You know the feeling where you did your best, brainstormed, revised and then edit that chapter to be posted because you want it to be good so that you're readers will be happy about it?

I was really eager to update that Yongseo date in TGBTW. So much! I thought, once I post this gogumas will be very happy.

So I posted.

I got sad. I thought I did really good but I was confused as to why only few people seemed to comment on that chapter. 

Did I do something wrong? Was it too long? Too fluffy for this dark story?

So yeah, I got greedy with comments. D:

I was really sad because I thought I did good on that Yongseo date. 

I tried to ignore that gloomy feeling an tried to channel it to write the next update but no.
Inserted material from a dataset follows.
PR #2384, opened 2026-08-09
fix(core): vp dev crashes on startup when experimental.bundledDev is enabled

lofcz:
The core build rewrites `CLIENT_ENTRY` and `ENV_ENTRY` to `dist/vite/client/`, but left `BUNDLED_DEV_CLIENT_ENTRY` at `dist/client/bundledDevClient.mjs`. Vite reads that path with `fs.readFileSync`, so `vp dev` with `experimental.bundledDev: true` fails at startup with `ENOENT`.

Rewrite the constant to the packaged layout and document it in `BUNDLING.md`. Add a PTY snapshot case (`command_dev_bundled_dev`) that starts `vp dev` with `experimental.bundledDev` enabled; it fails without the rewrite and passes with it.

My enthusiasm and motivation left me.

I just held it in me and still tried my best to think of any ideas to write. But no. 

There's nothing

I was really worried. I shouldn't be acting like this. I'm being an immature writer with my reaction and attitude. I'm just desperate to write again! I even blamed writer's block for it. ;S

Good thing I talked to [info]whitepoo

Her words of wisdom were "Write for yourself and not for others."

Hearing it I got ashamed. I was acting really selfish. I want to jump off a cliff in shame. So here I am, slowly writing again. I will do my best to not act like a demanding and selfish writer seeking for comments.

Again, I am apologizing with my self drama and I will do my best to update again. I'm sorry dear readers that I was acting selfish. I'm really sorry. *BOWS*

My plans:

1. I will post a one-shot before updating TGBTW. It's like a Hunger 2.0. I'm still thinking of a title.

2. After posting that one-shot, I will slowly return on writing TGBTW.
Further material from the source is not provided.